Thursday, 10 December 2009

751 - Quote From 'Spent' Supportive Of Storying

Spent by Geoffrey Miller is providing me with some valuable insight into the evolutionary psychology behind pop culture and consumerism. The quote that follows sums up, in a flourish, our long history of role-playing: where, evolutionarily, it comes from, and where, technologically, it may be going.

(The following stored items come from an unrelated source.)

PR #4951, opened 2022-07-28
feat(certs): update certificate Manager using MRC Status changes

### LINKED ISSUE #4815: Configure certificate manager in response to MRC and MRC status changes

To do:
- [ ] Update the issuers in the Manager based on the MRC status changes 

In response to MRC and MRC rotation stage status changes update the `Manager` struct. 

All MRCs events should be considered valid. The validating webhook is responsible for performing validation on adds, updates, and deletions of MRCs.

Outstanding Questions: 
- For the phase 1 of the auto root certificate rotation implementation should the user be responsible for setting the initial status of validatingRollout? Or should OSM handle setting this status? With manual certificate rotation, the user will be responsible for setting the remaining status to progress through rotation. 
  - **Proposed solution**: create a mutating webhook for MRCs. On add, set the `providerState` to `validatingIssuing`. The admission request will be denied by the validating webhook if it shouldn't be created. 
- How to implement controller, injector, and bootstrap specific rotation logic?
  - **Proposed solution**: We could have specific watches for each control plane component, but we'd either have to coordinate manager updates or support updating the manager in multiple places. One alternative is to publish manager updates to msg broker. The OSM component specific logic doesn't need to have any knowledge of the actual MRC updates, it only needs to know that the manager's issuers have been updated and it can reissue certificates.
- Who and when should the error status on the MRC be set?
 
events to handle | response
-- | --
MRC added | **See outstanding question above** - If using the proposed solution above, the ProviderState is `validatingRollout`. Create the Issuer and set it as the `validatingIssuer` in the `Manager` struct 
ProviderState status is validatingRollout | **See above**
ProviderState status is issuingRollout | Verify the ID of the `validatingIssuer` is the same as the ID on the updated MRC.  Set `signingIssuer` to the MRC being rotated in and set the `validatingIssuer` to the MRC being rotated in. <pre> tempIssuer := signingIssuer <br> signingIssuer = validatingIssuer <br> validatingIssuer = tempIssuer </pre> Since the `signingIssuer` and the `validatingIssuer` are not equal the newly issued certs will still contain both CAs for validation. <br><br>Set the `providerState` status of the MRC being rotated out to `issuingRollback`.
ProviderState status is active | Verify the ID of the `signingIssuer` is the same as the ID on the updated MRC. Set the `validatingIssuer` to the `signingIssuer`. At this point, the `signingIssuer` and `validatingIssuer` should be the same. <br><br>Set the `providerState` status of the MRC being rotated out to `validatingRollback`.
ProviderState status is issuingRollback | Noop. Handled by status change to `issuingRollout` on the MRC being rolled out
ProviderState status is validatingRollback | Noop. Handled by status change to `active` on the MRC being rolled out
ProviderState status is inactive | Noop. After the `providerState` status of the MeshRootCertificate has been set to `inactive` it can be deleted
ProviderState status is error | **See outstanding questions above**

jaellio:
**Description**:

Updates the Manager in response to MRC state status changes.

Note: This change is not sufficient for OSM to support OSM root
certificate rotation. More updates are required to support root
certificate rotation in non-Envoy service certificates.

Resolves #4815

**Testing done**:

**Affected area**:

### DIFF
--- a/pkg/certificate/manager.go
+++ b/pkg/certificate/manager.go
@@ -3,6 +3,7 @@ package certificate
 import (
 	"context"
 	"errors"
+	"fmt"
 	"math/rand"
 	"sync"
 	"time"
@@ -117,9 +118,16 @@ func (m *Manager) start(ctx context.Context, mrcClient MRCClient) error {
 func (m *Manager) handleMRCEvent(mrcClient MRCClient, event MRCEvent) error {
 	switch event.Type {
 	case MRCEventAdded:
-		mrc := event.MRC
+		mrc := event.NewMRC
+
+		// ignore add event if MRC has no state
+		if mrc.Status.State == "" {
+			log.Debug().Msgf("received MRC add event for MRC %s. Ignoring because MRC has no state", mrc.GetName())
+			return nil
+		}
+		// ignore add event if MRC state is error
 		if mrc.Status.State == constants.MRCStateError {
-			log.Debug().Msgf("skipping MRC with error state %s", mrc.GetName())
+			log.Debug().Msgf("received MRC add event for MRC %s. Skipping MRC with error state", mrc.GetName())
 			return nil
 		}
 
@@ -129,20 +137,22 @@ func (m *Manager) handleMRCEvent(mrcClient MRCClient, event MRCEvent) error {
 		}
 
 		c := &issuer{Issuer: client, ID: mrc.Name, CertificateAuthority: ca, TrustDomain: mrc.Spec.TrustDomain}
-		switch {
-		case mrc.Status.State == constants.MRCStateActive:
+		switch mrc.Status.State {
+		case constants.MRCStateActive:
 			m.mu.Lock()
 			m.signingIssuer = c
 			m.validatingIssuer = c
 			m.mu.Unlock()
-		case mrc.Status.State == constants.MRCStateIssuingRollback || mrc.Status.State == constants.MRCStateIssuingRollout:
+		case constants.MRCStateIssuingRollout:
 			m.mu.Lock()
 			m.signingIssuer = c
 			m.mu.Unlock()
-		case mrc.Status.State == constants.MRCStateValidatingRollback || mrc.Status.State == constants.MRCStateValidatingRollout:
+		case constants.MRCStateIssuingRollback, constants.MRCStateValidatingRollout:
 			m.mu.Lock()
 			m.validatingIssuer = c
 			m.mu.Unlock()
+		case constants.MRCStateValidatingRollback:
+			// do nothing, the issuer of active MRC should be used
 		default:
 			m.mu.Lock()
 			m.signingIssuer = c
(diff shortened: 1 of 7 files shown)


pkg/certificate/manager.go
```diff
@@ -117,9 +118,16 @@ func (m *Manager) start(ctx context.Context, mrcClient MRCClient) error {
 func (m *Manager) handleMRCEvent(mrcClient MRCClient, event MRCEvent) error {
 	switch event.Type {
 	case MRCEventAdded:
-		mrc := event.MRC
+		mrc := event.NewMRC
+
+		// ignore add event if MRC has no state
+		if mrc.Status.State == "" {
+			log.Debug().Msgf("received MRC add event for MRC %s. Ignoring because MRC has no state", mrc.GetName())
```
jsturtevant, line 125: the logging framework allows for keyvalue pairs with Structured logging.  Do we have any guidance on what we publish?  It might be helpful here to have something like mrc=mrcname when debugging down the line

pkg/certificate/manager.go
```diff
@@ -117,9 +118,16 @@ func (m *Manager) start(ctx context.Context, mrcClient MRCClient) error {
 func (m *Manager) handleMRCEvent(mrcClient MRCClient, event MRCEvent) error {
 	switch event.Type {
 	case MRCEventAdded:
-		mrc := event.MRC
+		mrc := event.NewMRC
+
+		// ignore add event if MRC has no state
```
jsturtevant, line 123: What are the use cases for the MRC having no state?

pkg/certificate/manager.go
```diff
@@ -117,9 +118,16 @@ func (m *Manager) start(ctx context.Context, mrcClient MRCClient) error {
...
+		if mrc.Status.State == "" {
+			log.Debug().Msgf("received MRC add event for MRC %s. Ignoring because MRC has no state", mrc.GetName())
+			return nil
+		}
+		// ignore add event if MRC state is error
 		if mrc.Status.State == constants.MRCStateError {
-			log.Debug().Msgf("skipping MRC with error state %s", mrc.GetName())
+			log.Debug().Msgf("received MRC add event for MRC %s. Skipping MRC with error state", mrc.GetName())
```
jsturtevant, line 130: would we want to raise an event here?

pkg/certificate/manager.go
```diff
@@ -129,34 +137,113 @@ func (m *Manager) handleMRCEvent(mrcClient MRCClient, event MRCEvent) error {
...
 			m.signingIssuer = c
 			m.validatingIssuer = c
 			m.mu.Unlock()
 		}
 	case MRCEventUpdated:
-		// TODO
+		newMRC := event.NewMRC
+		oldMRC := event.OldMRC
+		if newMRC.Status.State != oldMRC.Status.State {
+			// TODO(jaellio): Do I need to validate status updates here to determine if they are allowed?
```
jsturtevant, line 166: are there state transitions that are not allowed?  How does it get to that?

pkg/certificate/manager_test.go
```diff
@@ -318,21 +318,19 @@ func TestIssueCertificate(t *testing.T) {
 
 func TestHandleMRCEvent(t *testing.T) {
```
jsturtevant, line 319:
```suggestion
func TestHandleMRCEventAdded(t *testing.T) {
```

I think all of these tests cases cover the type `MCREventAdded`?

pkg/certificate/manager_test.go
```diff
@@ -342,25 +340,244 @@ func TestHandleMRCEvent(t *testing.T) {
...
+					Spec: v1alpha2.MeshRootCertificateSpec{
+						TrustDomain: "foo.bar.com",
+					},
+					Status: v1alpha2.MeshRootCertificateStatus{
+						State: constants.MRCStateValidatingRollout,
+					},
+				},
+				OldMRC: &v1alpha2.MeshRootCertificate{
+					ObjectMeta: v1.ObjectMeta{
+						Name:      "newmrc",
```
jsturtevant, line 482: should this be `oldmrc` or is this just then status of the MRC?

pkg/certificate/types.go
```diff
@@ -134,15 +134,19 @@ type MRCEventType string
 // MRCEvent describes a change event on a given MRC
 type MRCEvent struct {
 	Type MRCEventType
+
+	// The previous observed version of the MRC as of the time of this event
+	OldMRC *v1alpha2.MeshRootCertificate
+
 	// The last observed version of the MRC as of the time of this event
-	MRC *v1alpha2.MeshRootCertificate
+	NewMRC *v1alpha2.MeshRootCertificate
```
jsturtevant, line 142: Is there any concerns about renaming this? is this exposed outside of the system here?

pkg/certificate/types.go
```diff
@@ -134,15 +134,19 @@ type MRCEventType string
...
 }
 
 var (
 	// MRCEventAdded is the type of announcement emitted when we observe an addition of a Kubernetes MeshRootCertificate
 	MRCEventAdded MRCEventType = "meshrootcertificate-added"
 
-	// MRCEventUpdated is the type of announcement emitted when we observe an update to a Kubernetes MeshRootCertificate
+	// MRCEventUpdated is the type of announcement emitted when we observe a non status update to a Kubernetes MeshRootCertificate
```
jsturtevant, line 149: The tests above are testing changes to the status? under the new test `TestHandleMRCStatusUpdate`

jsturtevant (commented):
new to some of the concepts here so if I asked questions that don't make sense just let me know.

pkg/certificate/manager.go
jaellio: That's a great idea! I'm not sure if we have explicit guidelines. We do this for osm error codes already (for example https://github.com/openservicemesh/osm/blob/2fb95a2159bfc75ebc75891d8170ecdad7d74d66/pkg/envoy/lds/ingress.go#L25)

pkg/certificate/manager.go
jaellio: MRCs with no state are not in use. This allows the user to create an MRC without it automatically triggering a rotation.

pkg/certificate/manager.go
jaellio: I am still working through how to respond an MRC with an error state

pkg/certificate/manager.go
jaellio: The MRC status must be updated in the following order (note that at any time the state can be set to error): "", validatingRollout, issuingRollout, active, issuingRollback, validatingRollback, inactive. The validating webhook should enforce this behavior since the status at this point can only be updated manually and not by OSM. We should never have to handle MRC event here for invalid status changes but it is possible the validator has failed or a MRC has been updated before the validating server has started. The TODO here is to question whether or not we should perform redundant validation

pkg/certificate/manager_test.go
jaellio: Good point :)

pkg/certificate/manager_test.go
jaellio: In this test I think I should just be using "mrc" for the MRC's name. Good point!

pkg/certificate/types.go
jaellio: Good catch! I had explored creating an event type just for status changes and this must be left over from that. Will remove it!

pkg/certificate/manager.go
jsturtevant: cool, I did it in #4952 but not sure if there was any consistency and also saw it in a few other areas of the code base. It would help with operating/debugging if we did define some general guidelines.  for example kubernetes has this: https://github.com/kubernetes/community/blob/a7cb5e7b61ad7e85b60d6beb2170c1edd50a4cb3/contributors/devel/sig-instrumentation/migration-to-structured-logging.md#name-arguments

pkg/certificate/manager.go
jsturtevant: Even though validation *should* catch it in the webhook, I would lead towards doing final validation to ensure we are not moving into a bad workflow state  (i.e moving from `validatingrollout` directly to `active` with out first doing `issuingrollout` if that is the statemachine we are enforcing.

jaellio: Okay, I agree. I'll make those changes one the MRC validation PR is merged.

jsturtevant: this https://github.com/openservicemesh/osm/pull/4811?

This is just the kind of scientific perspective my arguments about the art of storying need to build on if they are to amount to anything, so it is encouraging to catch in Miller's writing such joie de vivre, such engagement with the imagination. The paragraph follows a discussion of avatars in the role-playing game World of Warcraft:

Most animals have very little behavioral control over their physical appearance. They can groom themselves to keep feathers or fur clean, but they cannot select a different species, sex, age, shape, color, or body texture. Ever since humans invented body ornamentation at least a hundred thousand years ago, however, we have been able to transform our bodies in ever more dramatic ways. Tribal peoples wear animal masks; British civil servants cross-dress; children play dress-up; the Florida elderly don toddler-bright colors. As people do more of their socializing through virtual-reality worlds such as World of Warcraft and Second Life, their visual appearance is becoming less constrained by their true physical characteristics, and more constrained by their psychological traits, such as aesthetic preferences and idealized self-images. Virtual-reality users will soon be able to create avatars that resemble a mini-Mao, a Botox syringe, a mantis-legged cantaloupe, a pearl necklace, Nigella Lawson, or the evil Archimandrite Luseferous from the Iain M. Banks novel The Algebraist. Such customized avatars will reveal nothing about the physical appearance of the users, but a lot about their psychology. They will demonstrate more forcefully than ever before that consumerism is not about owning material objects, but about displaying [the "Central Six" individual differences that distinguish human minds from one another]. [pp. 142-3]

I particularly note the mixing of fact and fiction, literary allusions, and reference to idealized self-images. The Storying argument is that the opportunities laid before us in virtual-reality function because they are already radically present in true-reality. Storying is about winkling out and expanding these opportunities in first as well as second life. It is music played on the strings Geoffrey Miller and others have analyzed.